I Remember When Playing Games was Easy

Filed under: Main — admin @ 12:01 am

The excitement was palpable. A new game. A shiny new CD or — years earlier — a stack of floppies. After a torturous few minutes, you were up and playing the latest game. Those were the days.

Installing a new game today is more of an ordeal than an anticipation-building experience.

Case in point: Recently I purchased a game. It was on Steam, so the game was downloaded to my PC from the Internet. No shiny CD, no stack of floppies.

At broadband speeds, it was an annoying 2 hours to download the entire game, some 13GB of data.
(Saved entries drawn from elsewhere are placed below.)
PR #2574, opened 2026-08-27
split header field parameters outside quoted-strings

metsw24-max:
The multipart parser reads each part's name and filename out of the Content-Disposition header by splitting the parameter list on ';' and each parameter on '=', and extract_media_type does the same for Content-Type parameters. Neither split is aware of quoted-strings, but RFC 9110 5.6.6 lets a parameter value be a quoted-string that itself contains those delimiters, so a part sent as filename="a;b=c.txt" is truncated to "a and picks up a stray b=c.txt parameter, while filename="x=y.txt" collapses to y.txt". The disposition value comes straight off an untrusted multipart body, so the filename an application ends up with can differ from the one the client sent and from the one a proxy or upload filter in front of the server inspected. I noticed it while checking how quoted filenames survive the parser and reproduced it against a part whose filename contains a semicolon. The fix moves both call sites onto a small shared helper that tracks the quoted-string state and only treats ';' and '=' as delimiters outside quotes, with a backslash escaping the next character; values that carry no quoted delimiter parse exactly as before. I kept it to that one helper so the disposition and media-type paths stay in step and there is a single place to reason about the quoting rules. Adds a unit test covering the quoted-delimiter cases.

### DIFF
--- a/httplib.h
+++ b/httplib.h
@@ -7290,6 +7290,64 @@ find_content_type(const std::string &path,
   }
 }
 
+// RFC 9110 §5.6.6: a header field parameter value may be a token or a
+// quoted-string, and a quoted-string may itself contain the ';' that
+// separates parameters and the '=' that separates a name from its value.
+// Splitting on those characters unconditionally therefore truncates a value
+// such as filename="a;b" or filename="a=b". Track the quoted-string state so
+// the delimiters are only honoured outside quotes; a backslash escapes the
+// next character inside quotes. `fn` receives the whitespace-trimmed name and
+// value with any surrounding quotes left in place for the caller to strip.
+inline void parse_header_field_parameters(
+    const std::string &s,
+    std::function<void(const std::string &, const std::string &)> fn) {
+  size_t i = 0;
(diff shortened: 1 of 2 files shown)


yhirose:
@metsw24-max, thanks for the detailed writeup and the test coverage. However, this is already fixed on master by #2573 (b4ec1bb), which added `split_unquoted()` / `divide_param_pair()` and routed both `parse_disposition_params()` and `extract_media_type()` through them. It covers the same quoted `;` and `=` cases this PR targets.

The one thing this PR adds beyond #2573 is backslash-escape handling inside quoted-strings. That was left out there on purpose. Neither browsers nor httplib's own sender produce a backslash-escaped quote, they percent-encode `"` instead, so there was nothing real to decode.

metsw24-max:
Ah, I'd missed that #2573 had already landed, it does cover the same cases. Fair point on the backslash escapes as well; if senders percent-encode the quote there's nothing real for the parser to unescape, so leaving that out keeps things simpler.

Compared to the old days, that’s probably in line: I’d have to drive to the local Egghead or Software Etc., browse the games, read the box, pretend like I wasn’t a spazz, calmly check out, race back home, and eagerly install the game.

Yeah, that would have been about two hours.

Of course, back then, I’d install the game and then do something quite remarkable: I’d actually start playing it.

When I downloaded my game from Steam, I figured it was done. The software was on my PC, and the big, tempting button on the screen read: Play

I clicked it.

Then, naturally, the game had to finish installation. That I can understand: It needs to check out my hardware, add drives and such.

The annoying driver, of course, is Direct X. My PC, having many games installed (but not too many, just in case my publisher is reading this [and they aren’t]), the PC already has Direct X installed. And it should be updated, right Microsoft? Windows Update runs once a week, so it should keep Direct X updated, right?

It doesn’t. Or at least it seems that way, because every dang doodle game I install has to check for Direct X and install the latest version.

Every. One.

Direct X is Windows technology that allows games to directly access the PC’s hardware, making them run faster. Or something.

Apparently, every game I install is just too stupid to say, “Hey! Look: Direct X is already installed. And by gum, it’s the version I want, or later. I’m good to go!” But no: Direct X is always re-installed. Or something.

So I thought I was ready to play the game.

Wrong.

The game wanted me to log into my Windows account, just so I could share my scores and screenshots with other Windows game players — probably all seven of those people who bought Zune music players. I skipped that step, figuring, “Who cares?” That was a mistake.

After playing for an hour, I attempted to save the game. I couldn’t save, of course, because Microsoft wanted me to log into my account. It wouldn’t let me, because it also needed newer drivers.

I quit the game. I tried to sign into the Windows Play or whatever it was called. It updated. Twice. Then I tried to start my game again.

Again, it wouldn’t let me play: I needed another update.

Many agonizing moments later, I got to play my game again. Nothing was saved, of course, so I had to re-live the first hour of the game. But now it works, despite all the consternation — a frustrating process that didn’t exist back when games were just software and the Internet was for us scientists.